Thompson Sampling for Online Learning with Linear Experts
Aditya Gopalan
TL;DR
This paper introduces a Thompson sampling algorithm for online linear learning with full information, demonstrating that it achieves sqrt(T) regret bounds by connecting it to a known Follow-the-Perturbed-Leader strategy.
Contribution
It adapts Thompson sampling with Gaussian priors and likelihoods to the online linear experts setting, providing regret bounds and linking it to existing algorithms.
Findings
Thompson sampling with Gaussian noise achieves sqrt(T) regret.
The algorithm reduces to Follow-the-Perturbed-Leader with Gaussian perturbations.

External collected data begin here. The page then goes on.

PR #248, opened 2020-12-30
Use rsvp flag

### LINKED ISSUE #240: Disable RSVP after RSVP deadline
- [ ] add canRSVP in cms (similar to applicationOpen feature flag)
- [ ] disable RSVP after deadline

andykwan1124:
This PR closes #240.

## What changed

1. The RSVP button's state now depends on the `rsvpOpenFlag` in the CMS. Devs can now use the CMS to enable/disable RSVP in the feature flag section of nwHacks2021.
2. If the `rsvpOpenFlag` is toggled off and the applicant was accepted but still has not responded, the sidebar and dashboard will display the application status `NO RSVP`.
3. Some nit changes

## How to test

For the first change:
1. Make sure your entry in the `Applicant` collection has a status of `applied`  
2. Go to the CMS and toggle the `rsvpOpenFlag`, you should see the RSVP button being enabled/disabled when the flag is active/inactive

For the second change: 
1. Make sure your entry has a status of `applied`, `responded: false` and `attending: false`
2. Toggle the `rsvpOpenFlag`, you should see `NO RSVP` on the dashboard and sidebar

For the third change (general case):
Try out all the possible applicant states just in case

### DIFF
--- a/src/components/ApplicationDashboard.js
+++ b/src/components/ApplicationDashboard.js
@@ -209,6 +209,8 @@ const Dashboard = ({
   username,
   editApplication,
   relevantDates,
+  isRsvpOpen,
+  isLoadingAppStatus,
 }) => {
   return (
     <Container>
@@ -230,7 +232,14 @@ const Dashboard = ({
       <StatusContainer>
         <div>
           <AppStatusText>
-            Application status: {hackerStatuses(relevantDates, username)[hackerStatus]?.cardText}
+            Application status:{' '}
+            {hackerStatus === 'acceptedNoResponseYet'
+              ? !isLoadingAppStatus
+                ? isRsvpOpen
+                  ? hackerStatuses()[hackerStatus]?.cardText
+                  : 'NO RSVP'
+                : null
+              : hackerStatuses()[hackerStatus]?.cardText}
           </AppStatusText>
           <StatusBlurbText>
             {hackerStatuses(relevantDates, username)[hackerStatus]?.blurb}
@@ -240,10 +249,10 @@ const Dashboard = ({
           <SocialMediaLinks />
           <RSVPButton
             width="flex"
-            onClick={isApplicationOpen && (() => setRSVP(canRSVP))}
+            onClick={isRsvpOpen && (() => setRSVP(canRSVP))}
             shouldDisplay={canRSVP || hackerStatus === 'acceptedAndAttending'}
             color={canRSVP ? 'primary' : 'secondary'}
-            disabled={!isApplicationOpen}
+            disabled={!isRsvpOpen}
           >
             {canRSVP ? 'RSVP' : 'un-RSVP'}
           </RSVPButton>
--- a/src/components/ApplicationDashboard.js
+++ b/src/components/ApplicationDashboard.js
@@ -156,9 +156,24 @@ export const hackerStatuses = (relevantDates, hackerName = null) => ({
     ),
     blurb: `We can't wait to see you at ${copyText.hackathonName}! You'll be receiving another email closer to the event date with more information regarding the schedule and other logistics. If you find out you can't make it to ${copyText.hackathonName} anymore due to a change in your schedule, please update your RSVP status so we can allocate spots for waitlisted hackers!`,
   },
-  acceptedNotAttending: {
+  acceptedUnRSVP: {
     sidebarText: "Un-RSVP'd",
     cardText: "Un-RSVP'd",
+    blurb: (
+      <>
+        We're sorry you won't be attending {copyText.hackathonName}. We do hope to see you at our
+        future events, visit our site{' '}
+        <A bolded color="primary" href={SOCIAL_LINKS.WEBSITE}>
+          nwplus.io
+        </A>{' '}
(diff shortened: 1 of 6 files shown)


src/components/ApplicationDashboard.js
```diff
@@ -230,7 +232,14 @@ const Dashboard = ({
...
           <AppStatusText>
-            Application status: {hackerStatuses(relevantDates, username)[hackerStatus]?.cardText}
+            Application status:{' '}
+            {hackerStatus === 'acceptedNoResponseYet'
+              ? !isLoadingAppStatus
+                ? isRsvpOpen
+                  ? hackerStatuses()[hackerStatus]?.cardText
+                  : 'NO RSVP'
+                : null
+              : hackerStatuses()[hackerStatus]?.cardText}
```
panjenny0, line 242: Screen Shot 2020-12-30 at 4 43 28 PM
Screen Shot 2020-12-30 at 4 47 37 PM

The message for No RSVP should be the same as that of un-RSVP, except instead of `un-RSVP'd`, it should say `No RSVP` - can you make this change? 
 
Also for code quality and better separation of concerns, it would be better if this logic was handled in `hackerStatuses` - i.e. in the parent container, have logic to set the status to `acceptedNoRSVP`, then add another case for `acceptedNoRSVP` in `hackerStatuses` and rename `acceptedNotAttending`.

```suggestion
            Application status: {hackerStatuses()[hackerStatus]?.cardText}
```

src/components/Sidebar.js
```diff
@@ -141,11 +143,18 @@ export default ({
...
-              <StatusText>{hackerStatuses()[hackerStatus]?.sidebarText}</StatusText>
+              <StatusText>
+                {hackerStatus === 'acceptedNoResponseYet'
+                  ? !isLoadingAppStatus
+                    ? isRsvpOpen
+                      ? hackerStatuses()[hackerStatus]?.sidebarText
+                      : 'NO RSVP'
+                    : null
+                  : hackerStatuses()[hackerStatus]?.sidebarText}
+              </StatusText>
```
panjenny0, line 157: This logic seems to be duplicating that of `components/ApplicationDashboard`. As well, `Sidebar` should only handle presentation logic of the UI. I recommend moving this logic to the parent container and adding an additional case handling no RSVP in the `hackerStatuses`

src/containers/Application/Dashboard.js
```diff
@@ -63,15 +70,21 @@ const ApplicationDashboardContainer = () => {
   }, [setLivesiteDoc])
```
panjenny0, line 71: instead of handling loading in the child components, I think you can do something like this and remove the loading prop that is passed down. 
```
  if (isLoadingAppStatus) return <Spinner />
```

src/containers/Application/Dashboard.js
```diff
@@ -31,27 +40,25 @@ const ApplicationDashboardContainer = () => {
...
     hackerStatusObject !== undefined &&
     (hackerStatusObject.applicationStatus === 'accepted'
       ? hackerStatusObject.responded
         ? hackerStatusObject.attending
           ? 'acceptedAndAttending'
           : 'acceptedNotAttending'
         : 'acceptedNoResponseYet'
+      : hackerStatusObject.applicationStatus === 'scored'
+      ? 'applied'
       : hackerStatusObject.applicationStatus)
```
panjenny0, line 53: Nit for code quality: Can you see if you can convert this into if conditions instead of using nested ternary operators? Having too many nested ternary conditions tends to make the code not as maintainable.

panjenny0 (changes requested):
Thanks for adding this Andy! Main thing: No RSVP should display the same message as un-RSVP'd. Also left some comments for code quality.

src/containers/Application/Dashboard.js
```diff
@@ -30,28 +40,33 @@ const ApplicationDashboardContainer = () => {
...
+  } else if (applicationStatus === 'scored') {
+    hackerStatus = 'applied'
+  } else {
+    hackerStatus = applicationStatus
+  }
 
-  const canRSVP =
-    hackerStatus === 'acceptedNoResponseYet' || hackerStatus === 'acceptedNotAttending'
-  const setRSVP = canRSVP => {
+  const canRSVP = hackerStatus === 'acceptedNoResponseYet' || hackerStatus === 'acceptedUnRSVP'
```
panjenny0, line 64: It seems like the RSVP button is not displayed on the No RSVP dashboard - even though they technically missed their chance to RSVP, based on the designs, I think we should still display a disabled RSVP button. Can you modify this? 
```suggestion
  const canRSVP = hackerStatus === 'acceptedNoResponseYet' || hackerStatus === 'acceptedUnRSVP' || hackerStatus === 'acceptedNoRSVP'
```
Screen Shot 2020-12-31 at 5 18 29 PM
Screen Shot 2020-12-31 at 5 19 33 PM

panjenny0 (changes requested):
One small thing then I think this is good to merge! Good job refactoring your changes :)

panjenny0 (approved):

PR #258, opened 2021-01-01
Fix submission errors

Ciuffi:
This should fix the submission issues we've been seeings.

### What changed
- The application waits to be saved before it continues on to the thanks for applying page.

Provides theoretical regret bounds for the proposed method.
Abstract
In this note, we present a version of the Thompson sampling algorithm for the problem of online linear generalization with full information (i.e., the experts setting), studied by Kalai and Vempala, 2005. The algorithm uses a Gaussian prior and time-varying Gaussian likelihoods, and we show that it essentially reduces to Kalai and Vempala's Follow-the-Perturbed-Leader strategy, with exponentially distributed noise replaced by Gaussian noise. This implies sqrt(T) regret bounds for Thompson sampling (with time-varying likelihood) for online learning with full information.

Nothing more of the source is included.